After the Edsa revolution, Mogato covered the reign of the Alsa Masa anticommunist militia in Davao that some see as the precursor to the so-called Davao Death Squad, which, in turn, anticipates today’s extrajudicial killings, a pattern of violence stretching back more than 30 years and spreading from one place to another.

 

“In Marcos’ time, the killings happened in the countryside, not so much in the cities,” he notes. “Human rights violations also happened during Gloria Macapagal Arroyo’s term, but the ones being killed were lawyers, activists, suspected NPAs (New People’s Army) and journalists. This is different, the victims are ordinary people living in squatter areas. Walang kalaban-laban. I haven’t heard of any high value targets like Chinese drug lords being killed.”

 

Mogato thinks it’s too early to say if anything will change with the turnover in leadership in the PNP. There were 11 drug deaths in Bulacan on the day that Director General Oscar Albayalde took command, he notes.

 

Meanwhile, he adds, another disturbing pattern is emerging.
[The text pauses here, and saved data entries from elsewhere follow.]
PR #210, opened 2026-04-20
fix(#203): memory via structured output — eliminate filesystem memory write-through

### LINKED ISSUE #203: ai: memory via structured output response (eliminate filesystem memory)
## Idea

Instead of agents writing memory to a filesystem path via MCP tools, memory flows through the structured output response contract:

### Before (current)
1. Daemon reads memory from file, injects into prompt as `Existing memory: ...`
2. Daemon provides `memoryPath` in the runtime context
3. Agent reads/writes the file during its tool loop via `Write` tool
4. Daemon re-reads the file after the run

### After
1. Daemon reads memory from SQLite (#188), injects into prompt as `Existing memory: ...`
2. No `memoryPath` — agent doesn't touch the filesystem for memory
3. Agent returns updated memory in `response.memory` (full overwrite)
4. Daemon writes `response.memory` back to SQLite

### Response schema change

```json
{
  "summary": "...",
  "artifacts": [...],
  "dispatch": [...],
  "memory": "## Active PRs\n- PR #133 @ abc123 APPROVE\n..."
}
```

`memory` is a string field (full content, full overwrite). Empty string = clear memory. The field is required in the schema so the agent always explicitly returns its memory state.

### What this eliminates

- `memory_dir` config field
- `memoryPath` in prompt runtime context
- `MemoryStore` file-based implementation (`internal/autonomous/memory.go`)
- Filesystem volume mount for memory in Docker
- File locking in `WithLock`
- Agent needing `Write` tool access to memory files
- The `memory/` directory entirely

### What this enables

- Memory stored in SQLite with TTL cleanup
- Memory visible + editable in the UI (#188)
- Memory version history (diff between runs)
- No filesystem side-effects from agent runs (cleaner sandbox model)

### Implementation

- Add `Memory string` to `ai.Response` struct
- Add `"memory"` field to `response-schema.json` (both inline and file)
- Update `internal/autonomous/scheduler.go` to read memory from SQLite before run, write `resp.Memory` back after run
- Update all agent prompts: replace "## Memory hygiene" filesystem instructions with "return your updated memory in the `memory` field of your response JSON"
- Remove `memory.go`, `memory_test.go`, `memoryPath` from `PromptContext`
- Update `config.go` to remove `memory_dir` validation

### Depends on

- #188 (SQLite as runtime store) — memory table must exist before this can land

### Prompt changes needed

Every prompt with "## Memory hygiene" section changes from:
> Record issue numbers attempted... Keep at most 30 lines of active state.

To:
> Return your full updated memory in the `memory` field of your JSON response. This replaces your entire previous memory. Keep at most 30 lines of active state. The daemon reads your memory before each run and provides it in the prompt; you return the updated version in your response.

eloylp:
## Summary

Closes #203

Agents now return their full updated memory in the `memory` field of their JSON response. The daemon reads memory before each autonomous run and writes `resp.Memory` back after — replacing the old write-through approach where agents used the `Write` tool to modify a `MEMORY.md` file directly.

- **`ai.Response.Memory string`** added; `response-schema.json` updated to require the field on every response.
- **`PromptContext.MemoryPath` removed** — replaced by `IsAutonomous bool` which gates the "Existing memory:" section. Event-driven runs no longer see a memory section at all.
- **`autonomous.MemoryBackend` interface** (`ReadMemory`/`WriteMemory`) replaces the old `MemoryStore.WithLock` closure. Two implementations:
  - `fileMemory` (YAML path) — per-agent, per-repo Markdown files under `memory_dir`, no file locking needed since the daemon now serializes all reads and writes.
  - `sqliteMemory` (`--db` path, wired in `cmd/agents/main.go`) — delegates to `store.ReadMemory` / `store.WriteMemory` backed by the `memory` table already created in migration `002_observability_and_memory.sql`.
- **`store.ReadMemory` / `store.WriteMemory`** added.
- **`loadConfig` in `main.go`** now returns the open `*sql.DB` when `--db` is used so the daemon keeps it alive for the memory backend. Memory dir watch is skipped on the SQLite path.
- **Agent prompts** (coder, pr-reviewer, refactorer, product-strategist) updated: "## Memory hygiene" now instructs agents to return updated memory in the `memory` response field.

## Test plan

- [ ] `go test ./... -count=1` passes (all 11 packages green)
- [ ] New tests: `TestFileMemory*` in `autonomous`, `TestReadWriteMemory*` in `store`
- [ ] Updated tests: `TestRenderAgentPromptWithMemory`, `TestRenderAgentPromptEmptyMemoryFormattedExplicitly`, `TestRenderAgentPromptMemoryOmittedForEventDrivenRuns`


eloylp:
---
## PR Review — pr-reviewer

**Verdict:** REQUEST_CHANGES

### Findings
- **[high]** `prompts/arch-reviewer.md:23` — `response-schema.json` now requires a top-level `memory` field, but several unchanged prompt JSON templates still instruct outputs with only `summary/artifacts/dispatch` (also in `prompts/dx-reviewer.md:23`, `prompts/ops-reviewer.md:24`, `prompts/sec-reviewer.md:22`, `prompts/test-reviewer.md:21`, `prompts/codebase-scout-code.md:31`, `prompts/codebase-scout-issues.md:24`). This creates an internal contract conflict that can cause schema-validation failures or dropped runs when those agents follow their prompt templates.

### Summary
The structured-memory change is close, but the required response schema and multiple agent prompt templates are currently inconsistent.

---

eloylp:
Addressed. Added `"memory": ""` to the JSON example block and a rule bullet (`- \`memory\` — this agent is stateless; always return \`""\``) in all seven stateless agent prompt templates: `arch-reviewer`, `dx-reviewer`, `ops-reviewer`, `sec-reviewer`, `test-reviewer`, `codebase-scout-code`, and `codebase-scout-issues`. This aligns all templates with the `response-schema.json` contract.

eloylp:
---
## PR Review — pr-reviewer

**Verdict:** REQUEST_CHANGES

### Findings
- **[medium]** `cmd/agents/main.go:136` — when `--db` is enabled the daemon stops watching `memory_dir`, but `/api/memory/{agent}/{repo}` still reads only `memory_dir/MEMORY.md` (`internal/webhook/api.go:548`). In SQLite mode the new structured-memory path becomes invisible to the dashboard: the memory page and SSE stream will return stale data or 404 even though autonomous runs are successfully persisting `resp.Memory` to the database.

### Summary
The structured-memory write path looks good, but the observability/UI read path still points at files and regresses memory visibility in SQLite mode.

---

eloylp:
---
## PR Review — pr-reviewer

**Verdict:** REQUEST_CHANGES

### Findings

Even as the growth in the number of “deaths under investigation” seems to be slowing down, the number of missing persons cases appears to be on the rise starting this year.

 

In the wake of international condemnation of Duterte’s drug war, and the initiation of an investigation by the International Criminal Court, Mogato suggests, the rising number of “disappearances” may be the start of a new phase in the deadly war on drugs.